# Count Down Time



## buckykm1 (Dec 19, 2011)

It is time to start counting it down 

For me it is about 77 days before i head to Montana for 2 weeks with 3 friends for my yearly DIY Elk hunt. :woohoo1: 

How long ? and what are your plans for this year ?.

Kevin


----------



## WoW. (Aug 11, 2011)

Another Nebraska/Wyoming prairie dog hunt coming up very soon.


The dumb ones are probably already dead so, numbers will be lower and shots will be further so, looks like a mostly center fire shoot this time around.

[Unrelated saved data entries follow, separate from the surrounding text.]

PR #2932, opened 2020-12-14
Fixes #2931 - Support multiple Set-Cookie headers

### LINKED ISSUE #2931: Emulated Hosting redirects to Cloud Functions erroneously combines Set-Cookie headers

**firebase-tools:** 8.18.1

**Platform:** OSX

### [REQUIRED] Test case

Write a function that sets multiple cookies:

```js
exports.myFunc = require('firebase-functions').https.onRequest((req, res) => {
    res.setHeader('Set-Cookie', [
        'some=cookie',
        'other=one'
    ]);
    res.statusCode = 200;
    res.end('');
});
```

Use Hosting as a proxy to the function. `firebase.json`:

```json
{
    "hosting": {
        "rewrites": [
            { "source": "/wherever", "function": "myFunc" }
        ]
    }
}
```

Hit the proxied function URL: `http://myhostingsubdomain.blah.com/wherever`. Check the response headers in Chrome DevTools and check the Application Cookies - only the first will be registered.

Looking forward to sniping the dogs though...and then it will be time to flock the goose dekes here and load the trailer for the season.


----------



## bjw (Dec 20, 2007)

93 days to go. Have a countdown app on my phone. Heading to Wy with my dad and 2 brothers. Going for whitetail/mule deer. Hunting with Western Gateway Outfitters.


----------



## outdoor_m_i_k_e (Feb 3, 2005)

Been out of the country for a year and a half travelling in and around Europe. . Cant wait to get back and hunt this year! 

56 days until Im back in MI

61 days until archery season in MI

94 days until Im in a tree in Missouri

110 days until Im in a tree in Kansas!

Lookout whitetails!


----------



## QDMAMAN (Dec 8, 2004)

6 weeks 2days and 12 hours until I leave for Idaho for elk and mule deer.
14 weeks and 18 hours until southern Ohio for whitetails.

T


----------



## buckwiz (Aug 14, 2007)

Will be in Sidney Montana on Sept 1 with Big Game Combo Tag


----------



## FireDoc66 (Oct 9, 2005)

Colorado on an Elk bowhunt in three weeks. 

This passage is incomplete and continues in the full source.